━━━━━ DATA TO EXAMINE ━━━━━

PR #4899, opened 2024-09-12
Base branch: Safely handle divergence

estib-vega:
## ☕️ Reasoning
The application doesn't display any kind of information related to base branch divergence.
It should detect this, raise this to the user and present alternative actions to address this.

### Scenario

━━━━━

§ **WHAT IS BEING ASKED**: Every line between the one that contains "Base branch: Safely handle divergence" and the last line of the listing, both included, should be retyped exactly, with nothing else added.

§ **EXERCISE ANSWER**:
Base branch: Safely handle divergence

estib-vega:
## ☕️ Reasoning
The application doesn't display any kind of information related to base branch divergence.
It should detect this, raise this to the user and present alternative actions to address this.

### Scenario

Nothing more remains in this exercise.